── Given entries ──

PR #848, opened 2016-07-28
Move diagnostic table logic from calculate.py to utils.py

martinholmer:
This pull request moves diagnostic table logic from the Calculator class to utility functions as envisioned in issue #213.  The new create_diagnostic_table utility function does not change the Calculator object passed to it (per #213), but extracts aggregate, weighted information for the current_year and organizes that summary information in a Pandas DataFrame.

This pull request does not implement a second utility function envisioned in issue #213, which was raised in April 2015 before the addition of the Behavior class.  The main reason this is so is that it is not clear how to handle in the same multi-year function two very different cases: one where the Calculator object has no behavioral responses and the other where the Calculator object does have behavioral responses, and therefore, needs a baseline (usually current-law policy) calculator with which to compute the behavioral responses to a reform.  This second utility function will be developed in a future pull request.

Note that this pull request #848 is build on top of, and therefore, include all pull request #847.
The actual move of the diagnostic table logic is in the final commit a90475c.


martinholmer:
Unless there are questions, concerns or objections, pull requests #847 and #848 will be merged into the master branch at the end of the day on Monday, August 1.

Issue #132, opened 2015-02-20
Webapp users should be able to change the number of tax brackets


MattHJensen:
Many tax proposals increase or decrease the number the number of tax brackets. Decreasing the number of tax brackets is most common, and the webapp currently allows users to decrease the number of brackets by zeroing out thresholds. Some users will want to increase the number of brackets, and zeroing out thresholds to decrease the number of brackets is not particularly elegant. We should extend taxcalc and TaxBrain to accommodate this.

MattHJensen:
This has not proven to be high-priority. @GoFroggyRun will need to add a tax bracket as part of his work on https://github.com/open-source-economics/plot_concepts/issues/3, but there is not a need right now for user-defined numbers of taxbrackets in Tax-Calculator and TaxBrain right now.

feenberg:
On Thu, 4 Aug 2016, Matt Jensen wrote:

> 
> This has not proven to be high-priority. @GoFroggyRun will need to add a tax bracket
> as part of his work on open-source-economics/plot_concepts#3, but there is not a need
> right now for user-defined numbers of taxbrackets in Tax-Calculator and TaxBrain right
> now.

It is certainly easy enough to use fewer brackets - just repeat the last 
bracket info. But additional brackets are not possible. We could just add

───

Try it: Look above for the line containing "The actual move" and the line containing "Issue #132, opened 2015-02-20". Transcribe both, with the lines between them, exactly.

Response:
The actual move of the diagnostic table logic is in the final commit a90475c.


martinholmer:
Unless there are questions, concerns or objections, pull requests #847 and #848 will be merged into the master branch at the end of the day on Monday, August 1.

Issue #132, opened 2015-02-20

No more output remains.